During the past week some of my white female friends have called to ask me how I am doing in the wake of George Floyd’s brutal death at the knee of Minneapolis police officer Derek Chauvin. They ask me even though they know that I don’t have any immediate reason to feel physically threatened. But they know that I have seen the same appalling images that they have viewed in the past few weeks and they intuit that these images are more devastating for me and all African Americans. They are right. 

It has been horrendous for Black Americans to witness Floyd’s brutal killing so soon after we saw Amy Cooper brandish her white womanhood to threaten Christian Cooper with police violence, so soon after we saw Ahmaud Arbery murdered by white vigilantes, so soon after we learned how Breonna Taylor was murdered in her bed by the police. These are only some of the most recent atrocities African Americans have suffered at the hands of law enforcement, the litany of names need not be recited. We know that African-American men are two-and-a-half times as likely to be killed by the police than white men.

Seemingly unconcerned that he might face any ramifications for his actions, Chauvin appeared to kill Floyd with a sadistic nonchalance, ignoring Floyd’s pleas and those of civilian onlookers who begged Chauvin to let Floyd breathe. Only one of the three other officers involved in Floyd’s arrest made any attempt to dissuade Chauvin, urging him to turn Floyd to his side. Chauvin’s fellow officers have now been charged with aiding and abetting second degree murder. As an African American I felt such desolation as none of the other officers tried to stop Chauvin. The killing epitomized police culture, indeed American culture, the ability to watch Floyd’s suffering and death and see nothing wrong with the picture. It epitomized the law’s imprimatur on extreme police brutality.
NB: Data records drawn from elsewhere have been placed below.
PR #2697, opened 2020-09-01
Eigen solver initial guess setup

fdkong:
Add an API to allow us to set up an initial guess in slepc eigen solver.

### DIFF
--- a/src/solvers/slepc_eigen_solver.C
+++ b/src/solvers/slepc_eigen_solver.C
@@ -39,7 +39,8 @@ namespace libMesh
 
 template <typename T>
 SlepcEigenSolver<T>::SlepcEigenSolver (const Parallel::Communicator & comm_in) :
-  EigenSolver<T>(comm_in)
+  EigenSolver<T>(comm_in),
+  _initial_space(nullptr)
 {
   this->_eigen_solver_type  = ARNOLDI;
   this->_eigen_problem_type = NHEP;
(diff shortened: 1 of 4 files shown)


src/solvers/slepc_eigen_solver.C
```diff
@@ -970,21 +989,14 @@ void SlepcEigenSolver<T>::set_initial_space(NumericVector<T> & initial_space_in)
...
   libmesh_error_msg("SLEPc 3.1 is required to call EigenSolver::set_initial_space()");
 #else
-  this->init();
-
-  PetscErrorCode ierr = 0;
-
   // Make sure the input vector is actually a PetscVector
   PetscVector<T> * initial_space_petsc_vec =
-    dynamic_cast<PetscVector<T> *>(&initial_space_in);
+  dynamic_cast<PetscVector<T> *>(&initial_space_in);
```
jwpeterson, line 994: I see this is just a whitespace change, but while you are at it, you may as well change this to a `cast_ptr` call and drop the following `libmesh_error_msg_if` line, since the error check is then done internally. So the whole thing would be in one line:
```
_initial_space = cast_ptr<PetscVector<T> *>(&initial_space_in);
```

fdkong: Sorry, I somehow missed this. I thought we could not merge anything in libmesh either and did not pay attention to my PR.

Thanks for the fix @jwpeterson

jwpeterson: No worries, I will merge once everything passes again.

jwpeterson (approved):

The U.S. Constitutional standard for judging police brutality, as articulated in the Graham v Conner decision, abandons considerations of right and wrong to defer to a chimerical standard of “whether the officers’ actions are ‘objectively reasonable’ (to other police) in light of the facts and circumstances confronting them.” Justice William Rehnquist’s quoted statement gives free rein to the law enforcement officer to go as far as s/he can to restrain a suspect until it becomes unreasonable in the sight of the average officer. 
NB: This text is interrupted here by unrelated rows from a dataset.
PR #2700, opened 2020-09-08
Fix index selection in PeriodicBoundary code

roystgnr:
This alone wasn't sufficient to fix the problem that @arovinelli ran
into with their hand-altered neighbor_ptr topologies, but it might at
least be a corner-case fix for someone else.

### DIFF
--- a/src/fe/fe_base.C
+++ b/src/fe/fe_base.C
@@ -2114,7 +2114,7 @@ compute_periodic_constraints (DofConstraints & constraints,
                           if (!elem->is_node_on_side(n,new_s))
                             continue;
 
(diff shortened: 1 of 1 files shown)


roystgnr:
I can reproduce this, and it looks like it actually interacts with a *different* bug, so by fixing one case I've made a more common case worse.  Going to close this and get back to work on actually replacing this code with something better rather than just patching it up.

arovinelli:
> I can reproduce this, and it looks like it actually interacts with a _different_ bug, so by fixing one case I've made a more common case worse. Going to close this and get back to work on actually replacing this code with something better rather than just patching it up.

It sounds like a good idea

PR #2711, opened 2020-09-22
Add some vector CompareTypes

lindsayad:
Documentation for `CompareTypes` is:
```
// Operators using different but compatible types need a return value
// based on whichever type the other can be upconverted into.  For
// instance, the proper return type for
// TypeVector<float>::operator*(double) is TypeVector<double>.  In
// general, an operation using types S and T should return a value
// based on CompareTypes<S,T>::supertype
```
So what I've implemented here wouldn't be valid for all elementary binary operations, e.g. for multiplication, but I think this holds true to the "upconverted" concept, and obviously would hold true for + and - operations (which is what motivated this PR).

### DIFF
--- a/include/numerics/type_vector.h
+++ b/include/numerics/type_vector.h
@@ -1131,6 +1131,18 @@ TypeVector<T> TypeVector<T>::unit() const
 #endif
 
 }
+
+template <typename T>
+struct CompareTypes<TypeTensor<T>, TypeTensor<T>>
+{
+  typedef TypeTensor<T> supertype;
+};
+
+template <typename T, typename T2>
+struct CompareTypes<TypeTensor<T>, TypeTensor<T2>>
+{
+  typedef TypeTensor<typename CompareTypes<T,T2>::supertype> supertype;
+};
 } // namespace libMesh
 
 namespace std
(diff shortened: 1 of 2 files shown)


roystgnr:
I'm okay with this.  The one thing that really bothers me is the inconsistency with operator* - we've always defined that (perhaps being too clever for our own good, but too late now) to mean "inner product", but the result here is going to interpret it as an operator into the space of vectors e.g. element-wise multiplication.  That should be a compile-time error if/when we ever trigger it, though, not anything disastrous.  @jwpeterson?

jwpeterson:
> @jwpeterson?

Looks like template black magic to me, I'm in.

include/numerics/type_vector.h
```diff
@@ -1131,6 +1131,18 @@ TypeVector<T> TypeVector<T>::unit() const
...
+struct CompareTypes<TypeTensor<T>, TypeTensor<T>>
+{
+  typedef TypeTensor<T> supertype;
+};
+
+template <typename T, typename T2>
+struct CompareTypes<TypeTensor<T>, TypeTensor<T2>>
+{
+  typedef TypeTensor<typename CompareTypes<T,T2>::supertype> supertype;
+};
```
lindsayad, line 1145: Omg, I guess I never actually do addition/subtraction of `TypeVectors`. What a terrible typo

Because the continuum of reasonability is limited only by the leeway that law enforcement personnel give themselves, George Floyd’s fate was determined by whether most officers who witnessed another officer apply nine minutes of knee pressure to the neck of Floyd’s prostate body would deem it unreasonable. The morality of Chauvin’s cruelty is legally immaterial. But, the unspoken, un-utterable factor in the calculation of reasonability is that any amount of force can be deemed reasonable if the body being restrained is black. The police operate and reflect a culture filled with negative portrayals of and ideas about African Americans as violent, as dangerous, as less capable of feeling pain, as less than human. 

It is time to confront, speak out against, and immediately vanquish these perceptions. It is time to require the ethical treatment of all humans. Black lives do not matter to the police because they do not matter to the American polity. The Black Lives Matter movement addresses this fact. Of course, all lives matter, but the United States operates as if Black Lives don’t.